New Delhi – India’s ruling Bhartiya Janata Party (BJP) has retained power in the country’s most populous state, Uttar Pradesh, in an election that was seen as a test of Prime Minister Narendra Modi’s popularity ahead of general elections in 2024 when he will seek a third term in office.
The BJP won more than 270 of 403 seats in the state assembly, well over the 202 needed to form Uttar Pradesh’s state government. The resounding victory makes the BJP the first political party in over three decades to win consecutive terms in the bellwether state.
Uttar Pradesh is home to more than 220 million of India’s 1.32 billion people. The state sends the most legislators (80) to the country’s national parliament. Its chief minister, Yogi Adityanath, who has just won his second term in office, is a Hindu monk-turned-politician who some political pundits believe is a possible successor to Modi on the national stage.
Adityanath openly backs his party’s Hindu nationalist agenda. He denies being anti-Muslim, but his rise to power in the state has coincided with anti-Muslim hate crimes and violence there, including lynchings.

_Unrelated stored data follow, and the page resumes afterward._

PR #918, opened 2019-10-22
Feature(base destructor): add safety; robot stops driving on destruct…

LarsJanssenTUe:
…ion of base

### DIFF
--- a/robot_skills/src/robot_skills/base.py
+++ b/robot_skills/src/robot_skills/base.py
@@ -290,6 +290,13 @@ class Base(RobotPart):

Besides Uttar Pradesh, the BJP also won elections in the states of Uttarakhand, Manipur, and Goa this week. The party only lost in one of the five states that held elections, Punjab.
These elections were held in the aftermath of several deadly waves of COVID-19, which threw the country’s economy into tatters, worsening unemployment and inflation. It also came on the heels of widespread protests by farmers that posed the biggest challenge to Modi’s government to date.
“But the economic anxiety of the people did not translate into a vote against the BJP, as many would have assumed,” Neelanjan Sircar, a senior fellow with Centre for Policy Research, an Indian think-tank, told CBS News.
“Hindutva” and fear for minorities
“Hindutva ideology is always a factor with BJP’s wins,” Sircar said, referring to the party’s officially adopted policy of “cultural nationalism,” but he said Thursday’s election results were also about the BJP’s “ability to build a narrative on issues and a persona around Modi.”
India is home to more than 200 million Muslims. BJP’s critics say the party has deliberately polarized national politics along sectarian lines and marginalized minorities, citing controversial new citizenship laws, a hijab ban, and even speeches by politicians advocating attacks on Muslims.
The BJP insists it is true to its inclusive slogan of “sabka sath, sabka vikas,” or “everyone’s support, everyone’s development.”
But right-wing organizations in the country speak openly of their vision to turn secular India into a Hindu Rashtra (nation), and activists fear the BJP will quietly allow things to move in that direction, which could mean Muslims’ rights being curtailed, and increased violence.
“My fear is, as people look at what’s happened in Uttar Pradesh, the new model for someone trying to come up within the BJP is to be more aggressive,” Sircar told CBS News.